The diner. Lorelai has been an enormous hit. The girls are decked out in seriously awesome hair and makeup amidst much high-pitched giggling and chatting. April compliments Lorelai that she’s a lot like her mom – she thinks the two of them would get along. Umm…not in this lifetime, my dear. The evening is going so well, they make it into a sleepover – complete with a screening of “Pretty and Pink.”

Back to the Dragonfly, for another morning after, though 1000% better than the last one. Sookie listens to Lorelai recount her good times being den mother to April and the teenage set. Plus, we get the show’s second reference to Bonne Bell Lip Smackers, worn around the neck for maximum coolness. Lorelai considers the party a major success and is hoping now she won’t have to hide from April. Sookie feels like she missed out, but she didn’t – Lorelai brought her Lip Smackers! (Amy Sherman-Palladino is either in cahoots with Bonne Bell, or did some serious Lip Smackin’ of her own as a teenager.)

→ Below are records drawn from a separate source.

PR #44, opened 2026-09-16
feat(scanner): redesign mobile-first scanner modals and candidate cards

Azumi0:
## Summary

Addresses mobile usability and layout issues in the barcode scanner workflow where visual components overflowed horizontally and transient toasts with interactive buttons expired before users could make a decision.

This PR focuses strictly on the **Mobile-First Scanner Modals & Candidate Cards** after the clean separation of PR #45 (datepicker timezone), PR #46 (API error contract), PR #47 (toast lifecycle & accessibility), and PR #48 (mobile guidelines).

---

### Key Changes

1. **Modal-on-Modal Conscious Decision**:
   - Replaced auto-dismissing toasts in `FilamentModal` with an overlaying `AlertDialog` (`collectionMatchPrompt`) when a scanned barcode matches an existing spool in the user's collection.
   - Displays a static preview `CollectionSpoolCard` and requires a deliberate user choice: **"Use Collection Specs"**, **"Search Community Catalog instead"**, or **"Cancel"**.
   - Buttons stack vertically on mobile screens within thumb reach and wrap gracefully on desktop (`max-w-xl sm:flex-wrap`) preventing label truncation.

2. **Canonical Mobile-First Spool Card (`CollectionSpoolCard`)**:
   - Consolidates three disparate, unstyled card implementations across `home.tsx` and `filament-modal.tsx` into a single canonical component adopting the PR #40 visual standard.
   - **High-contrast color swatch**: 16px circle with `border border-black/15 dark:border-white/20 shadow-sm mt-0.5` ensuring visibility of light colors in light mode and dark colors in dark mode.
   - **Material badge**: Prominent secondary badge (`bg-neutral-100 dark:bg-neutral-700/60`).
   - **Metadata pills**: Outlined badges for spool type (with emerald accent for spoolless), weight, diameter, and print temperature with wrapped alignment (`pl-[26px]`).
   - **Robust text wrapping**: `min-w-0 break-words` prevents title or manufacturer overflows.
   - **Accessibility & Touch**: Minimum 44px touch targets (`min-h-[44px]`) and `focus-visible:ring-2 focus-visible:ring-inset`.
   - Supports both interactive selection and static preview (`interactive={false}`).

3. **Responsive Dialog Constraints**:
   - Base `DialogContent` and `AlertDialogContent` styled with `w-[calc(100vw-2rem)] sm:w-full max-w-lg` (and `max-w-xl` for multi-action decision dialogs) and `max-h-[95vh] sm:max-h-[90vh] overflow-y-auto` to eliminate horizontal viewport clipping on 320px–390px mobile screens.
   - Standardized dialog footers (`flex flex-col sm:flex-row-reverse gap-2`) per mobile-first guidelines.

4. **Test Suite Hygiene & Separation**:
   - Toast presentation and touch-accessibility test relocated to its dedicated suite `tests/e2e/toast-auto-dismiss.spec.ts`.
   - `tests/e2e/priority-0-mobile-decision.spec.ts` strictly focuses on scanner decision dialogs and candidate cards.

---

### 1. Candidate Card: Before vs. After

Replaces 3 disparate flat button cards with the canonical mobile-first `CollectionSpoolCard`.

| Light Theme | Dark Theme |
|---|---|
| Candidate Card Before vs After - Light | Candidate Card Before vs After - Dark |

---

### 2. Collection-Match Conscious Decision Dialog

Overlaying `AlertDialog` replacing the auto-dismissing toast when a scanned barcode matches an existing collection spool.

| Viewport / Theme | Light Theme | Dark Theme |
|---|---|---|
| **Mobile (390px)** | Collection Match Mobile - Light | Collection Match Mobile - Dark |
| **Desktop (1280px)** | Collection Match Desktop - Light | Collection Match Desktop - Dark |

---

### 3. Multiple Candidates Selection Dialog

Dialog listing matching candidate spools using `CollectionSpoolCard`.

| Viewport / Theme | Light Theme | Dark Theme |
|---|---|---|
| **Mobile (390px)** | Candidate List Mobile - Light | Candidate List Mobile - Dark |
| **Desktop (1280px)** | Candidate List Desktop - Light | Candidate List Desktop - Dark |

---

## Verification

- **TypeScript Type Checks**: `npm run check` (PostgreSQL) and `npm run check:sqlite` (SQLite) pass with 0 errors.
- **ESLint**: `npm run lint` passes with 0 errors and 0 warnings (`--max-warnings 0`).
- **Unit & Component Tests**: All 60 Vitest tests pass across `collection-spool-card.test.tsx`, `collection-scanner-translations.test.ts`, and `filament-modal.test.tsx`.
- **Playwright E2E Tests**:
  - `npm run test:e2e tests/e2e/priority-0-mobile-decision.spec.ts`: 3/3 passed (mobile scanner decision workflow, catalog fallback, conflict candidates).
  - `npm run test:e2e tests/e2e/toast-auto-dismiss.spec.ts`: 3/3 passed (toast lifecycle, mobile touch auto-dismiss, viewport bounds and touch close button).


Azumi0:
### Update: Toast Auto-Dismiss Lifecycle & Mobile Touchscreen Fix

During testing, an issue was identified where toast notifications ceased auto-dismissing automatically and had to be closed manually.

#### Root Cause Analysis (Systematic Debugging)
1. **Radix UI `isClosePausedRef` Trap**:
   - `@radix-ui/react-toast` maintains a single shared `isClosePausedRef` on the root `ToastProvider`.
   - Any user interaction (such as tapping on a mobile touchscreen, clicking the `<ToastClose />` button, swiping, or window blur) sets `isClosePausedRef.current = true` to pause dismissal.
   - Because mobile touchscreens do not fire `pointerleave` events (and elements unmounting on dismissal do not emit `pointerleave`), `isClosePausedRef.current` remained stuck at `true` indefinitely for the remainder of the session.
   - As a result, all subsequent toasts checking `if (open && !context.isClosePausedRef.current) startTimer(duration)` completely skipped starting their auto-dismiss timer, causing them to stay on screen until manually closed.
2. **Missing Timer Lifecycle in `use-toast.ts`**:
   - `use-toast.ts` previously only managed an unmount delay (`TOAST_REMOVE_DELAY`) *after* a toast had already been dismissed. It had no auto-dismiss timer of its own and delegated 100% of dismiss scheduling to Radix's DOM event listeners.

#### Solution
- **Guaranteed Auto-Dismiss Timer**: Added an explicit auto-dismiss timer lifecycle (`scheduleAutoDismiss`) directly in `client/src/hooks/use-toast.ts` with a default 5000ms timer (`DEFAULT_TOAST_DURATION = 5000`).
- **Configurable & Clean Cancellation**: Supports custom duration overrides (e.g. `duration: 3000` or `duration: Infinity`), immediately cancels pending timers upon manual closure (`<ToastClose />`), and renews the timer if a toast is updated via `toast().update(...)`.
- **Explicit Fallback**: Added `duration={5000}` to `<ToastProvider>` in `client/src/components/ui/toaster.tsx` as defense in depth.
- **Code Review Polish**: Added `break-words` on subtitle text in `CollectionSpoolCard` and standardized candidate `DialogFooter` button ordering to `sm:flex-row-reverse` per `AGENTS.md` guidelines.

#### Verification
- Added unit tests in `tests/lib/use-toast.test.ts` covering default 5s auto-dismiss, custom durations, `Infinity` persistence, immediate manual dismiss cancellation, and update renewal.
- Added Playwright E2E tests in `tests/e2e/toast-auto-dismiss.spec.ts` covering 5s auto-dismiss, manual close button clicks, subsequent toast dismissal, and mobile touchscreen interaction.
- All 56 Vitest suites (684 tests) and all Playwright specs (`priority-0-mobile-decision` and `toast-auto-dismiss`) pass cleanly.

Azumi0:
### Update: Fix Datepicker Validation Failure for `lastDryingDate` and `purchaseDate`

During testing on desktop and mobile viewports, an issue was discovered where selecting a date from the datepicker on "Add Filament" or "Edit Filament" modals caused form submission to fail with:
> `Validation error: must be a date in YYYY-MM-DD form at "lastDryingDate"` (or at `"purchaseDate"`)

#### Root Cause Analysis
1. **Payload Serialization Mismatch**:
   - The datepicker (`Calendar` / `react-day-picker`) stores a JavaScript `Date` instance in React Hook Form.
   - On submission, `onSubmit` spread the raw `data` into `payload`.
   - When serialized with `JSON.stringify(payload)` during `apiRequest`, `Date.prototype.toJSON()` converted the dates into full ISO-8601 strings (e.g. `"2026-09-17T00:00:00.000Z"`).
   - The backend route validates against `filamentWriteSchema` / `filamentPatchSchema`, which strictly enforced `isoDate = z.string().regex(/^\d{4}-\d{2}-\d{2}$/, "must be a date in YYYY-MM-DD form")`.
   - The presence of the `"T..."` timestamp component caused Zod to throw validation errors and reject the request with HTTP 400.
2. **Timezone Offset Shift**:
   - `new Date("YYYY-MM-DD")` in JavaScript creates a UTC midnight date. In timezones west of UTC (e.g. US Eastern/Pacific), formatting this locally caused the date to shift backward by 1 day (e.g. September 17 displayed as September 16).
3. **Clearing Dates on Existing Spools**:
   - Deselecting a date previously set the field to `undefined`, which `JSON.stringify` drops. In `PATCH /api/filaments/:id`, the backend ignored omitted fields, preventing users from clearing existing dates in the database.

#### Solution
- **Client-Side Formatting (`formatDatePayload`)**:
  - Automatically formats `Date` instances to `"YYYY-MM-DD"` in local time before submitting.
  - Distinguishes between `null` (emitted on `isEditing = true` when clearing a date so PATCH sets the DB column to `NULL`) and `undefined` (on new spools so POST defaults to NULL).
  - Normalizes any existing strings by splitting on `"T"` prior to parsing, preventing negative UTC offset day-shift bugs.
- **Timezone-Safe Date Parsing (`parseDateValue`)**:
  - Uses `date-fns/parseISO` on the date component to initialize dates at local midnight across all timezones without timezone-drift.
- **Datepicker UI & Touch Targets**:
  - Added an accessible clear button (`t("common.none")`) in the calendar popovers meeting mobile accessibility guidelines (`min-w-[44px]`, `h-9` + generous padding).
  - Wrapped with `<PopoverClose asChild>` so the popover closes cleanly when cleared.
- **Backend Defense-in-Depth (`shared/schema.ts`)**:
  - Enhanced `isoDate` schema to validate standard `"YYYY-MM-DD"` strings as well as full ISO-8601 timestamps (normalizing them to `"YYYY-MM-DD"`), while strictly rejecting invalid values like `"yesterday"`.

#### Verification
- **Integration Tests** (`tests/routes/filament-writes.test.ts`): Verified that POST accepts both `"YYYY-MM-DD"` and ISO timestamps for `lastDryingDate` and `purchaseDate`, and PATCH clears them when `null` is sent.
- **Component Tests** (`tests/components/filament-modal.test.tsx`): Added unit tests for `parseDateValue` and `formatDatePayload`, verifying local date parsing and formatting across timezones (including execution under `TZ="America/New_York"`).
- **Full Suite**: All 56 Vitest test suites (694 tests) pass cleanly.
- **Type Check & Lint**: `npm run type-check` and `npm run lint` pass with 0 errors.

the-luap (changes requested):
Thanks for the thorough work here — the mobile problems this fixes are real, and two of the root causes you found are ones I'd have missed: the duplicate `<Toaster />` in `main.tsx` (every toast was rendered twice) and the stuck Radix `isClosePausedRef`. `CollectionSpoolCard` replacing three copies of the same card markup is a clear improvement.

I checked the timezone risk in the date fix carefully, since that's where this class of bug usually hides. `fff1313` splits on `T` before parsing, so it holds up: I ran the suites under `TZ=America/New_York` and `TZ=Pacific/Kiritimati` and both pass. Type check, lint, the i18n suites and the component suites are clean locally, and CI is green.

My main request is about scope rather than any single line.

## Please split this PR

It is now +1525/-295 across 25 files and contains five separable changes: the mobile redesign, the toast lifecycle fix, a change to how every API error is thrown, the datepicker fix, and repo policy docs. Each has a different risk profile and a different reason to revert. The datepicker fix in particular is self-contained, well tested and could merge on its own today.

## Blocking

**1. The API error change is app-wide and hidden in a UI PR** — `client/src/lib/queryClient.ts`

Before, `throw jsonData` sat inside a `try` whose `catch` swallowed it, so every failed request surfaced as `Error("404: {json}")`. Now a JSON error body is thrown as a plain object whose `message` is the server's text. That changes the error text in every toast and `onError` in the app, not just in the scanner.

One consequence visible today: `apiRequest`'s "don't log 401s on auth endpoints" check is `error instanceof Error && error.message.includes('401')`. A plain object fails both halves, so a failed login now writes to `console.error`.

I am not saying the change is wrong — it's arguably a fix for an old bug. But it deserves its own PR with a test that pins the contract, because the blast radius is every call site.

**2. Guessing "not found" from the error text** — `filament-modal.tsx:1232`

```ts
const isNotFound = err?.status === 404 || (typeof err?.message === "string" && err.message.includes("404"));
```

Since change 1 sets `err.status` on every thrown error, the string check is redundant. It also misfires: any non-JSON error body containing "404" — a barcode, a proxy error page — is silently treated as "not found", so the user gets "not found in any source" instead of an error. `err?.status === 404` alone is enough.

## Non-blocking

**3. `AGENTS.md`, the new `CLAUDE.md` section, and `docs/superpowers/plans/…`.** I'd rather these were a separate PR we can discuss on their own. As written, `AGENTS.md` pins exact Tailwind class strings and names "PR #40" as the canonical reference; both go stale the first time a component is restyled, and a stale standard is worse than none. If we keep a mobile standard, I'd write it as intent ("no auto-dismissing UI for decisions", "no hover-only controls", "test down to 320px") and let the code be the reference.

**4. The toast close button is hidden on tablets** — `toast.tsx:80`

`opacity-80 sm:opacity-0` means any touch device at 640px or wider (an iPad, most Android tablets) gets the invisible-until-hover close button again, which is the pattern `AGENTS.md` §4 forbids. Gate on hover capability instead of width:

```
opacity-80 [@media(hover:hover)]:opacity-0 [@media(hover:hover)]:group-hover:opacity-100
```

**5. The auto-dismiss timer does not pause on hover or focus.** Radix pauses its timer while a toast is hovered or focused; the new `scheduleAutoDismiss` timer does not, so a toast can disappear while it is being read or while a keyboard user has it focused. No toast uses an action button anymore, so nothing is unreachable, but long error messages can vanish mid-read. Pausing on the viewport's `pointerenter`/`focusin` — or leaving `duration` to Radix now that the duplicate provider is gone — would fix it.

**6. `tests/lib/use-toast.test.ts` cleanup doesn't clean up.** `toast({ id: t.id } as any).dismiss()` creates a *new* toast (`toast()` overwrites the id it is given) and dismisses that one, leaving the lingering toast in `memoryState`. It passes today because `TOAST_LIMIT` keeps the list short, but it isn't doing what it looks like.

**7. `isoDate` is now exported from `shared/schema.ts` but nothing imports it.** It can stay module-private.

Happy to re-review quickly once the split lands — the scanner redesign and the date fix both look mergeable on their own.

Azumi0:
Split this PR into focused, independent PRs per the review feedback, and addressed Note 2 directly on this branch:

### Separated PRs:
1. **Datepicker timezone parsing & validation fix** -> https://github.com/the-luap/filadex/pull/45 (#45)
   - Self-contained fix for `lastDryingDate` and `purchaseDate` parsing by splitting on `T` before `parseISO`, `PopoverClose` for calendar reset, and write API tests.
   - Per **Note 7**, `isoDate` remains module-private in `shared/schema.ts`.

2. **API error contract & silent 401 handling** -> https://github.com/the-luap/filadex/pull/46 (#46)
   - Per **Note 1**, introduces `ApiError extends Error` with `status` and `data` properties, preserving `instanceof Error` across all call sites and ensuring 401s on `/api/auth/*` routes are not logged to `console.error`.
   - Adds contract test suite in `tests/lib/queryClient.test.ts`.

3. **Toast lifecycle & tablet accessibility** -> https://github.com/the-luap/filadex/pull/47 (#47)
   - Resolves duplicate `<Toaster />` in `main.tsx`.
   - Per **Note 4**, uses `[@media(hover:hover)]` for tablet close button visibility.
   - Per **Note 5**, implements hover/focus pause & resume timer lifecycle wired to `<ToastViewport>`.
   - Per **Note 6**, adds clean memory reset and dismiss helpers in `use-toast.ts` and updates tests.

4. **Intent-based mobile guidelines** -> https://github.com/the-luap/filadex/pull/48 (#48)
   - Per **Note 3**, adds intent-based guidelines to `AGENTS.md` and `CLAUDE.md` without rigid class names or ephemeral PR references, and removed scratch planning documents.

---

### Changes Remaining in this PR (#44):
- Diff reduced from **+1525 / -295 across 25 files** down to **+751 / -187 across 11 files**.
- Strictly focused on `CollectionSpoolCard`, candidate selection cards, mobile-friendly dialogs, and replacing the transient Priority 0 toast with in-context decision dialogs.
- Per **Note 2**, `queryCommunityCatalogGtin` now checks `err?.status === 404` directly without guessing from error message strings.

the-luap (changes requested):
Thanks for splitting this — #45, #46, #47 and #48 are each reviewable on their own, and I've approved all four. What's left here is the scanner redesign, which is the right shape for this PR.

One blocking problem, and it's the cause of the red e2e run.

## The 404 check now always fails, so "not found" is reported as an error

`3e215e1` narrowed the check to `err?.status === 404` (my Note 2). That's the right destination, but `status` only exists once #46 lands — on this branch `throwIfResNotOk` still throws `new Error("404: {json}")` with no `status` property. So `isNotFound` is always false, and a barcode that simply isn't in the catalog takes the error path.

Reproduced locally on `pr/44` head (`build:e2e`, then the failing spec):

```
TOAST after 53ms: "Error"
NET: 404 /api/community-filaments/gtin/9999999999999?diameter=1.75&weightGrams=1000
CONSOLE: API request to ... failed: Error: 404: {"message" ...
```

The user scans an unknown barcode and gets a red "Error / failed to search the community catalog" toast instead of "Barcode … not recognized (searched Filadex QR, Bambu Lab, and Open Filament Database)". The `not_found` fallback — including the collection-vs-catalog dialog paths that depend on it — never runs.

That is also precisely why `priority-0-mobile-decision.spec.ts:259` fails: it waits for the "not recognized" toast, which this branch can no longer produce.

**Fix:** merge #46 first, then rebase this branch on it. The check is already correct for that world; it just needs the branch to contain `ApiError`. (I'd rather not see the string sniff come back as a stopgap.)

## One test is in the wrong PR

The same spec's `mobile: toast renders within mobile viewport without horizontal overflow and close button is touch accessible` asserts toast *presentation* — overflow bounds and a tappable close button — which is #47's code, not this PR's. Even after the rebase it would be testing another PR's behaviour from here. Please move that test into #47 and keep this spec focused on the scanner dialogs and candidate cards.

## The rest looks good

`CollectionSpoolCard` replacing three near-identical card blocks is a clear win, and the static (`interactive={false}`) preview inside the decision dialogs is a nice touch — the same component that lists candidates also shows the matched spool. Replacing the auto-dismissing toast with an `AlertDialog` is the right call for a decision the user has to make.

I also checked that the widened base classes in `dialog.tsx` / `alert-dialog.tsx` don't disturb the larger modals: `filament-modal`, `settings-dialog` and `user-management-modal` all set their own width and `overflow-hidden`, and tailwind-merge keeps those winning.

Unit tests, `tsc` and `eslint` are clean on this branch (164 tests); the only failure is the e2e above.

the-luap:
#45, #46, #47 and #48 are all merged to `main` now, so this branch can be updated.

I verified the update actually resolves the blocker: I merged current `main` into this branch locally, ran `npm run build:e2e`, and the whole `priority-0-mobile-decision.spec.ts` file passes — **4/4, including the `toast renders within mobile viewport … close button is touch accessible` test that fails here today**. With `ApiError` from #46 in the branch, `err?.status === 404` resolves correctly, so an unknown barcode produces the "not recognized" toast again instead of the red error toast.

Git reports no conflicts between this branch and `main`, so `git merge origin/main` (or a rebase, whichever you prefer) should be all it needs.

Two things still open from my review:

1. **Move the toast test into its own home.** `mobile: toast renders within mobile viewport without horizontal overflow and close button is touch accessible` asserts toast presentation, which is #47's code and is now on `main`. It passes here only because the branch picks up those changes. It belongs in a toast spec rather than the scanner spec — the scanner spec should fail when the *scanner* breaks.
2. Once it's updated and CI is green, ping me and I'll re-review. Everything else in this PR looked good on my last pass.

the-luap:
One more thing while this branch is being updated: please add screenshots to the PR description.

I'm tightening `CONTRIBUTING.md` so that screenshots are required for any change a user can see, rather than "whenever possible". The reason is this PR's own history — a dialog overflowing a phone screen and a close button invisible without a mouse were both plainly visible in a screenshot and invisible in the diff. I can follow the class changes in `dialog.tsx` and `collection-spool-card.tsx` and still not know what the result looks like.

For this PR that means:

* The new collection-match decision dialog and the candidate-list dialog, at a phone width (390px) and at desktop.
* The before/after of a candidate card, since `CollectionSpoolCard` replaces three different card layouts — the swatch, badges and truncation behaviour are the substance of the change.
* Both themes, since the card adds explicit light/dark colours.

`npx playwright test --headed` against a seeded database gets you to those dialogs quickly; your `priority-0-mobile-decision.spec.ts` already walks through every one of them.

Azumi0:
Updated the branch and addressed all review points:

1. **Merged `main`**: Picked up #45, #46, #47, #48, and #49. With `ApiError` landed, `err?.status === 404` in `queryCommunityCatalogGtin` resolves as intended without false error toasts.
2. **Relocated Toast Test**: Moved `mobile: toast renders within mobile viewport without horizontal overflow and close button is touch accessible` into `tests/e2e/toast-auto-dismiss.spec.ts`. `tests/e2e/priority-0-mobile-decision.spec.ts` is now strictly scoped to the scanner modals and candidate cards.
3. **Desktop Dialog Polish**: Widened the decision dialogs to `max-w-xl` with `sm:flex-wrap` on `AlertDialogFooter` so multi-action button labels ("Search Community Catalog instead", "Use Collection Specs") do not truncate on desktop screens.
4. **UI Screenshots Added**: Generated and embedded all requested screenshots into the PR description:
   - Candidate card: Before vs. After comparison (swatch border, secondary material badge, outline pills, truncation/wrapping, 44px min touch target) in light and dark themes.
   - Collection-match decision dialog: Mobile (390px) and Desktop (1280px) in light and dark themes.
   - Multiple candidate spools dialog: Mobile (390px) and Desktop (1280px) in light and dark themes.

All 11 CI checks are passing. Ready for re-review @the-luap.

the-luap (approved):
Approving. Everything I asked for is here, and I verified the parts that mattered rather than taking the description's word for it.

**The blocker is gone.** With `main` merged in, `ApiError` is present and `err?.status === 404` resolves correctly. I rebuilt the branch locally (`npm run build:e2e`) and ran both specs: 6/6 pass, including the scanner suite that was red before. Unit suites pass (189 tests), `tsc` and `eslint` clean.

**The toast test found its home.** `priority-0-mobile-decision.spec.ts` is now strictly the scanner dialogs and candidate cards, and the presentation test lives in `toast-auto-dismiss.spec.ts` next to the code it exercises. That's the point — the scanner spec should now fail only when the scanner breaks.

**The screenshots earned their place.** All ten load. The desktop capture shows exactly why `177b115` was needed — "Search Community Catalog instead" sits on one line at `max-w-xl` — and the card comparison makes the swatch, badge and wrapping changes legible in a way the class diff never could. This is the first PR under the new `CONTRIBUTING.md` rule and it sets a good example for the next one.

Three notes, all non-blocking, none worth another round:

1. **Where the images live.** They're served from a `media` branch on your fork. If that branch or fork ever goes away, this PR's history loses its screenshots. Dragging images straight into the description box uploads them to GitHub's own attachment storage, which is tied to the PR rather than to a repo you might clean up later.
2. **The card "before" is a reconstruction,** not a capture of the old UI — a comparison page rendering both variants. It communicates the change well, so I'm not asking for a redo; just noting that a genuine before/after is more convincing when the claim is "this fixes a layout bug".
3. **`sm:flex-wrap` with the footer's inherited `sm:space-x-2`.** On desktop the wrapped "Cancel" now lands alone on a second row, and `space-x-2` applies its margins asymmetrically under `flex-row-reverse`. Purely cosmetic and visible in your own screenshot; worth a look next time you're in that file.

Merging.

At the diner, an unhappy Anna whirls in and brings Luke to the stockroom for a discussion. She informs him that what happened at the party wasn’t part of their agreement. They agreed that Luke would throw the party, not his girlfriend, not some woman who Anna has never met. Anna is seriously not loving what happened, and says they may have to rethink their arrangement about Luke being involved in April’s life.

Mitchum arrives at the hospital. Rory stonily points him to Logan’s room, but they don’t exchange words. After he leaves, Rory and Logan make up. She apologizes for letting him go so coldly. He says it’s his fault too, he was being stupid, but he just needs her to bear with him. 

Luke and Lorelai eat dinner at chez Gilmore. Luke tells her how upset Anna was. Lorelai’s sorry, but Luke says he doesn’t blame her. He should’ve known better. The next day, Lorelai goes to Anna’s store. She nervously introduces herself to Anna, and the two of them talk about their issues and tentatively bond over their shared experiences with single motherhood. Just like Lorelai, Anna’s very protective of her kid, and of the people who form relationships with her kid. She doesn’t want April to become dependent on someone who won’t stick around. To Lorelai’s disappointment, Anna’s fairly insistent that “engaged” doesn’t mean “permanent”. From the look on Lorelai’s face, even she’s not sure how permanent she and Luke are either.